What is expected — Word for word, restate the lines of the data from the first through the one containing "hard-wired to a", and nothing else.

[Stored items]

"""

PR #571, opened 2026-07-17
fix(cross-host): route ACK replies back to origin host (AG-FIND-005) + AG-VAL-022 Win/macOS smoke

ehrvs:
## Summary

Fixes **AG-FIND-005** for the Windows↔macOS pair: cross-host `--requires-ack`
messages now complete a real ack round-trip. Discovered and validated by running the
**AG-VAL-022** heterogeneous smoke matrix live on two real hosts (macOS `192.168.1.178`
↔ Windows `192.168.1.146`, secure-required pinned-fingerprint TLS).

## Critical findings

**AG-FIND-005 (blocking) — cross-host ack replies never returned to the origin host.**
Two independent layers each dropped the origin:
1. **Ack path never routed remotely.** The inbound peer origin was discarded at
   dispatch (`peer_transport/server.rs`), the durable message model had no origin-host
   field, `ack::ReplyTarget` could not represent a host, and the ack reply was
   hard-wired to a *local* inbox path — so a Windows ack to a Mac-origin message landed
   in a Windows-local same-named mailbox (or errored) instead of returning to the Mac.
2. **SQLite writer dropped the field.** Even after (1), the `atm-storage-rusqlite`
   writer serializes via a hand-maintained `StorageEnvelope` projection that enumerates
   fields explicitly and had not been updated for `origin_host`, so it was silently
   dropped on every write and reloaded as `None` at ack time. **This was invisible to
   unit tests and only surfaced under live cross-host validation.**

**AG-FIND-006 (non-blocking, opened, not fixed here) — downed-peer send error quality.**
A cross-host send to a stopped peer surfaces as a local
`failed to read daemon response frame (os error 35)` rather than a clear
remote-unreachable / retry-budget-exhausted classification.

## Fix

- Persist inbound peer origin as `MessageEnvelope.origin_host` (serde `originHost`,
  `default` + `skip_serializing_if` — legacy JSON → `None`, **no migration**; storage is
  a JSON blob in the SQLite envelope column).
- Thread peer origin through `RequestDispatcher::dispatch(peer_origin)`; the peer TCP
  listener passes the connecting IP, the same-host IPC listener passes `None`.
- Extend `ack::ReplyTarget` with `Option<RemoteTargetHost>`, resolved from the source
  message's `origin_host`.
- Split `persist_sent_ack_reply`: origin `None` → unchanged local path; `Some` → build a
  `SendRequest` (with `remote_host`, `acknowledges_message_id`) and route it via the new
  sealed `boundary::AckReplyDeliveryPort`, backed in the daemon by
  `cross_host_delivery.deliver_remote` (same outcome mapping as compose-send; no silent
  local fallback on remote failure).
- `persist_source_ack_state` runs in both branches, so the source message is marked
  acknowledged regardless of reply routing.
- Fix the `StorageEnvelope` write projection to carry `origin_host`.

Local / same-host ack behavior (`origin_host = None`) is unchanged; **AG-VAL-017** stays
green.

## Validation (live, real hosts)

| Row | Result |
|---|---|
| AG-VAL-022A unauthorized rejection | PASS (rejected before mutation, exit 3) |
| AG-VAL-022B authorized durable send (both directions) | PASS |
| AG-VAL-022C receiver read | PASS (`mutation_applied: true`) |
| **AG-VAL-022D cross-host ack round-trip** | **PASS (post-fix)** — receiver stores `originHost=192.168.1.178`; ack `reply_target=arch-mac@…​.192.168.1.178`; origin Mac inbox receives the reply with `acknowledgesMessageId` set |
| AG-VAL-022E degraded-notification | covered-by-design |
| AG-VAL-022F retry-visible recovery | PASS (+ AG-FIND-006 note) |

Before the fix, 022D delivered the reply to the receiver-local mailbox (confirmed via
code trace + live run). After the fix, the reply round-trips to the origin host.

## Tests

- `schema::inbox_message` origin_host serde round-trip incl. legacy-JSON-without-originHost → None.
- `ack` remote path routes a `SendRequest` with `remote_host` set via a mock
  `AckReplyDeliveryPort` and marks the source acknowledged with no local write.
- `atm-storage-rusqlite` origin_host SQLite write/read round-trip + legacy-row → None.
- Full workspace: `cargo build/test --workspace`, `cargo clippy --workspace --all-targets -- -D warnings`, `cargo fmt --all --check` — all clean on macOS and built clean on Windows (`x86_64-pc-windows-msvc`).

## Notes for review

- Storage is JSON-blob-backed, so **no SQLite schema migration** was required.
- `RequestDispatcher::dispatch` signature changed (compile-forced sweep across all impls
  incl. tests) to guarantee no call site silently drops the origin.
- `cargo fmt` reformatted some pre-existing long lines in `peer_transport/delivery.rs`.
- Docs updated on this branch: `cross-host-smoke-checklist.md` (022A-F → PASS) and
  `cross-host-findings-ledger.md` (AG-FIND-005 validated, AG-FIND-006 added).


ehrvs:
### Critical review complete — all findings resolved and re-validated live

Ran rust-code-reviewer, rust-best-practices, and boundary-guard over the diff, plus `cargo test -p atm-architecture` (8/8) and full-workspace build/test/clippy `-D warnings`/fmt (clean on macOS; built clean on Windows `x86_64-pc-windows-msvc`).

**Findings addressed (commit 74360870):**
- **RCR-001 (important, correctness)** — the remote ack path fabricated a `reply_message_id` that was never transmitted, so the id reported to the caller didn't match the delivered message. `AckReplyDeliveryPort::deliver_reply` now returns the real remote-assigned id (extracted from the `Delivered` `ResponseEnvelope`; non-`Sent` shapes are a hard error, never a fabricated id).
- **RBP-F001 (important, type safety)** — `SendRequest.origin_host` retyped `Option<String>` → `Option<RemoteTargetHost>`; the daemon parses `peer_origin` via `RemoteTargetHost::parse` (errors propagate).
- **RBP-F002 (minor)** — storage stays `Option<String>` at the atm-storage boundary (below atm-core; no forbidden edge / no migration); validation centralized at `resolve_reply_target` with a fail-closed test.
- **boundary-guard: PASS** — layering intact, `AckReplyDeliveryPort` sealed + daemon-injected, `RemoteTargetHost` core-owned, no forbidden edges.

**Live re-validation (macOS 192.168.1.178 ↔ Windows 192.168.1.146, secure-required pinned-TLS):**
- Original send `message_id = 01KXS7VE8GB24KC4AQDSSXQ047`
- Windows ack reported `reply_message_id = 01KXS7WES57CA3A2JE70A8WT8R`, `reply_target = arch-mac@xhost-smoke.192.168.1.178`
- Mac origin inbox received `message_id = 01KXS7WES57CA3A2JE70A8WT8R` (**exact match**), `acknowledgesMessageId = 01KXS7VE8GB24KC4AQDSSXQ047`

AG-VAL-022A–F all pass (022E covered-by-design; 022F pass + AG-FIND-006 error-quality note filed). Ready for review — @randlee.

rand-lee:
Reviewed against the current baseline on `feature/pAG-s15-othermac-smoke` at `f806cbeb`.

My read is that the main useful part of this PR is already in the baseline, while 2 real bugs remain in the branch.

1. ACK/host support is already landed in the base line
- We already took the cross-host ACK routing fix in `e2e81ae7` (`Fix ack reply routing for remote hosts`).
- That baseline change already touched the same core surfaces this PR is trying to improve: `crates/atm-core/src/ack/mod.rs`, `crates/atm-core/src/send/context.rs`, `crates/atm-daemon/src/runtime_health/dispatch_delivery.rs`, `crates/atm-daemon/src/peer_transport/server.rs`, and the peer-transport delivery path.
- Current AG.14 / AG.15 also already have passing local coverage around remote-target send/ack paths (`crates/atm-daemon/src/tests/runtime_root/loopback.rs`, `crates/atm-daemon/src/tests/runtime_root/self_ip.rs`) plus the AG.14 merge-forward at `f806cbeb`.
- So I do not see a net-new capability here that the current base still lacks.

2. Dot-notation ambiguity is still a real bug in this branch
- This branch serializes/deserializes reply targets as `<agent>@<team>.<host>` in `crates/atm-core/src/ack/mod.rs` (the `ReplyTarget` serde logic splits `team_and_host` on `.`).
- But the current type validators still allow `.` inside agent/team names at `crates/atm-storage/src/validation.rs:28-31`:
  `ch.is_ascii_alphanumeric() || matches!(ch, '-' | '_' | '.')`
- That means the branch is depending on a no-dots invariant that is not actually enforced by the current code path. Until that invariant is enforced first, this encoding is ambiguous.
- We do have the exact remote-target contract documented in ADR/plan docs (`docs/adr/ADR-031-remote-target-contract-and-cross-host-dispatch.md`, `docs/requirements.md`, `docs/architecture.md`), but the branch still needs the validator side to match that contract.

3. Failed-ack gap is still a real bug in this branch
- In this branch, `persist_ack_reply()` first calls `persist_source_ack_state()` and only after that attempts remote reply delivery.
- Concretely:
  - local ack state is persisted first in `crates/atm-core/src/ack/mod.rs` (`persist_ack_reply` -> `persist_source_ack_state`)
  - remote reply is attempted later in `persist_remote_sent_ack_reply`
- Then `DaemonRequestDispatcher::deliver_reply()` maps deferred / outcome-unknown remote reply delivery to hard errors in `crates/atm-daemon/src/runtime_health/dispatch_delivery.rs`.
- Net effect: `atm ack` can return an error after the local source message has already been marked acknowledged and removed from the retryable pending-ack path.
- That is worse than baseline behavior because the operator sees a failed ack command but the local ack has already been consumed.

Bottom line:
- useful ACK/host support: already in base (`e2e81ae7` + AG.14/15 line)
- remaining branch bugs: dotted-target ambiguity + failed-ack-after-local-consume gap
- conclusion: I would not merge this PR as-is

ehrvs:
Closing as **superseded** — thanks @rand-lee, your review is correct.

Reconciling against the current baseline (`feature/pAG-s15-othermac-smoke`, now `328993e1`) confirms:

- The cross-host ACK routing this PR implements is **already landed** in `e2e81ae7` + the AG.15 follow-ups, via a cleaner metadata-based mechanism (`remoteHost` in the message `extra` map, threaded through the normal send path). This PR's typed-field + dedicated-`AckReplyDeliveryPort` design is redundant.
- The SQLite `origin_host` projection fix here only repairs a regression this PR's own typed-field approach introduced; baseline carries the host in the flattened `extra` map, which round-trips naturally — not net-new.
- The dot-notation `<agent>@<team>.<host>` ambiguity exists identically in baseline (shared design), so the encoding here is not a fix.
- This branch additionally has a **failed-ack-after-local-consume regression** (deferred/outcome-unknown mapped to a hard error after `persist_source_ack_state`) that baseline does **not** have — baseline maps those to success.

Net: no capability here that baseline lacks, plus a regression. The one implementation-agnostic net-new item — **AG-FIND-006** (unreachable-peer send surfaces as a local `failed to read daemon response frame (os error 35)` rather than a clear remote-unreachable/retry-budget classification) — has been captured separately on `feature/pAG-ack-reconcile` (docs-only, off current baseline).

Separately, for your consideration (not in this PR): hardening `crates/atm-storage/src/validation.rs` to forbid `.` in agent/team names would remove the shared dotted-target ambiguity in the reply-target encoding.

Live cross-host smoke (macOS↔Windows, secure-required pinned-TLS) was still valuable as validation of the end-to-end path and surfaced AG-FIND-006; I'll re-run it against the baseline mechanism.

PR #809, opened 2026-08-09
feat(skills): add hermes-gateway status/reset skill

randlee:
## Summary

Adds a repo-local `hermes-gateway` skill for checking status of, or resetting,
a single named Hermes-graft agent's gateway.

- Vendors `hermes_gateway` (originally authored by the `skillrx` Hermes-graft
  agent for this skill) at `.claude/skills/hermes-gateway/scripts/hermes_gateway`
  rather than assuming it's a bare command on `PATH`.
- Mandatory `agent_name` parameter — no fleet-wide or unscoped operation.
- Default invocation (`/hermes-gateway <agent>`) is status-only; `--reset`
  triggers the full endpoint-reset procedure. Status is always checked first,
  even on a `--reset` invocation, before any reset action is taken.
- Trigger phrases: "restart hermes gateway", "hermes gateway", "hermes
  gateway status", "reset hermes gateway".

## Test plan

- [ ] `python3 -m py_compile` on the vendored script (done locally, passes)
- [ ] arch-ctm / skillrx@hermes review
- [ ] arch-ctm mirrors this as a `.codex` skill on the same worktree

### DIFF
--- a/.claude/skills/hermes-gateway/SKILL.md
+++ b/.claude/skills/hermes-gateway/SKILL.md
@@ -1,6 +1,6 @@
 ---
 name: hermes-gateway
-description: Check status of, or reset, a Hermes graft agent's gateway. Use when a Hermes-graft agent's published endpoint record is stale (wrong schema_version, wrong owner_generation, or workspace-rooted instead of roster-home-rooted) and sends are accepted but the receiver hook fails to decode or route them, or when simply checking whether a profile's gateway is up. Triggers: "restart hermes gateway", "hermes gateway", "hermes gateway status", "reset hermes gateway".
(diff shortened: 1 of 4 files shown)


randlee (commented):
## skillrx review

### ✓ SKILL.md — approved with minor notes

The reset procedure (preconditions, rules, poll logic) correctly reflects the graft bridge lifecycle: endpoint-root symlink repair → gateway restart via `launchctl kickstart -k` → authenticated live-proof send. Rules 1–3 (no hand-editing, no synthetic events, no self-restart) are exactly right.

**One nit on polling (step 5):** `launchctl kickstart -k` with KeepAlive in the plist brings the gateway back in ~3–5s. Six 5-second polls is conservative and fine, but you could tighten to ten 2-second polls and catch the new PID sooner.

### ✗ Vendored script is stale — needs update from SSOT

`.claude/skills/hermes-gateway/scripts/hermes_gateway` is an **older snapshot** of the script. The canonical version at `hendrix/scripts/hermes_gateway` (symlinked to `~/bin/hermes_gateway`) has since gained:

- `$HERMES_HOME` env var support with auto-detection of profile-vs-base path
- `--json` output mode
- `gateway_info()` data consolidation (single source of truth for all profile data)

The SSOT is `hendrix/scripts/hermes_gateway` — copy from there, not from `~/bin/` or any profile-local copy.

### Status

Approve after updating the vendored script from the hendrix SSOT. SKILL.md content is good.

"""

Solution below —
PR #571, opened 2026-07-17
fix(cross-host): route ACK replies back to origin host (AG-FIND-005) + AG-VAL-022 Win/macOS smoke

ehrvs:
## Summary

Fixes **AG-FIND-005** for the Windows↔macOS pair: cross-host `--requires-ack`
messages now complete a real ack round-trip. Discovered and validated by running the
**AG-VAL-022** heterogeneous smoke matrix live on two real hosts (macOS `192.168.1.178`
↔ Windows `192.168.1.146`, secure-required pinned-fingerprint TLS).

## Critical findings

**AG-FIND-005 (blocking) — cross-host ack replies never returned to the origin host.**
Two independent layers each dropped the origin:
1. **Ack path never routed remotely.** The inbound peer origin was discarded at
   dispatch (`peer_transport/server.rs`), the durable message model had no origin-host
   field, `ack::ReplyTarget` could not represent a host, and the ack reply was
   hard-wired to a *local* inbox path — so a Windows ack to a Mac-origin message landed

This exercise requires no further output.